[About this exercise] Identify all lines in the listing that include the word "approved", and copy them out.

[Given data]
○ ○ ○ ○ ○

PR #606, opened 2026-05-04
fix(comments): ensure "show less" button is hidden for comments <200px height

### LINKED ISSUE #605: ui: "Show less" button shown on non-collapsible comments when `expandedByDefault` is set
When setting the [`expandedByDefault`](https://github.com/inveniosoftware/invenio-requests/blob/adc4bacb3dbfbccc79f0dfbffde67430177f8e7e/invenio_requests/assets/semantic-ui/js/invenio_requests/components/TimelineEventBody.js#L119) prop to `true` on `TimelineEventBody`(`Container`) via React Overridable / `parametrize`, the "Show less" button is shown on comments that are too short to need collapsibility. When the button is clicked, it disappears:

https://github.com/user-attachments/assets/38a8d612-13f7-4fb3-9a00-a40a445ac87b

palkerecsenyi:
Closes https://github.com/inveniosoftware/invenio-requests/issues/605

---

**Before**

https://github.com/user-attachments/assets/20a07ce3-2951-4e1f-b7eb-b3491c949a70

**After**

https://github.com/user-attachments/assets/99f28ddf-6b98-4aba-9ff0-1138ad59ef6c

### DIFF
--- a/invenio_requests/assets/semantic-ui/js/invenio_requests/components/TimelineEventBody.js
+++ b/invenio_requests/assets/semantic-ui/js/invenio_requests/components/TimelineEventBody.js
@@ -158,8 +158,14 @@ const TimelineEventBodyContainer = ({
   useEffect(() => {
     if (!collapsible) return;
 
+    const el = refInner.current;
     if (expanded) {
-      setIsOverflowing(true);
+      // The collapsed comment height is 200px. If the comment is too short to need expanding but `expanded` is true
+      // nonetheless, `el.scrollHeight` will still be less than 200, so the comment will not be overflowing.
+      // This ensures the "Show less" button is hidden for comments where `expandedByDefault` is true but the comment
+      // is too short to need expanding/collapsing.
+      setIsOverflowing(el.scrollHeight > 200);
+      // To prevent race conditions, we disable the resize observer once the comment is expanded.
       return;
     }
 
@@ -169,7 +175,6 @@ const TimelineEventBodyContainer = ({
       setIsOverflowing(el.scrollHeight > el.clientHeight);
     });
 
-    const el = refInner.current;
     if (!el) return;
     resizeObserver.observe(el);
     return () => {
--- a/CHANGES.rst
+++ b/CHANGES.rst
@@ -10,6 +10,10 @@
 Changes
 =======
 
+Version v12.6.1 (released 2026-05-05)
+
+- fix(comments): ensure "show less" button is hidden for comments <200px height
+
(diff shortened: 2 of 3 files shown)


kpsherva (approved):

sakshamarora1 (approved):

OliverGeneser (approved):

invenio_requests/assets/semantic-ui/js/invenio_requests/components/TimelineEventBody.js
```diff
@@ -158,8 +158,14 @@ const TimelineEventBodyContainer = ({
...
     if (!collapsible) return;
 
+    const el = refInner.current;
     if (expanded) {
-      setIsOverflowing(true);
+      // The collapsed comment height is 200px. If the comment is too short to need expanding but `expanded` is true
+      // nonetheless, `el.scrollHeight` will still be less than 200, so the comment will not be overflowing.
+      // This ensures the "Show less" button is hidden for comments where `expandedByDefault` is true but the comment
+      // is too short to need expanding/collapsing.
+      setIsOverflowing(el.scrollHeight > 200);
```
zzacharo, line 167: isnt this configurable? the comment height?

palkerecsenyi: Yes, it is configurable via a LESS variable [here](https://github.com/inveniosoftware/invenio-app-rdm/blob/96f9d528742b172194899e09917a113d26ef0e0d/invenio_app_rdm/theme/assets/semantic-ui/less/invenio_app_rdm/theme/views/feed.variables#L2). I guess there is no easy way to get this value in the frontend JS, so maybe we could use an inline style instead of the LESS and define the height via a prop (so that react-overridable can be used to override it). But then originally we [decided](https://github.com/inveniosoftware/invenio-requests/pull/543#discussion_r2731753291) we wanted to keep it as a LESS variable.

We are using the `el.scrollHeight > el.clientHeight` trick inside the `ResizeObserver` a few lines down, but of course this wouldn't work here since the container is unbounded so the condition would always be true. We don't have a fixed reference frame to compare the content height to, which is why we need the actual pixel value. At least I can't think of a clever way to do it without.

zzacharo: Alright, lets start like that then and we can reevaluate in the future if needed

zzacharo (approved):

○ ○ ○ ○ ○

[Task solution]
kpsherva (approved):
sakshamarora1 (approved):
OliverGeneser (approved):
zzacharo (approved):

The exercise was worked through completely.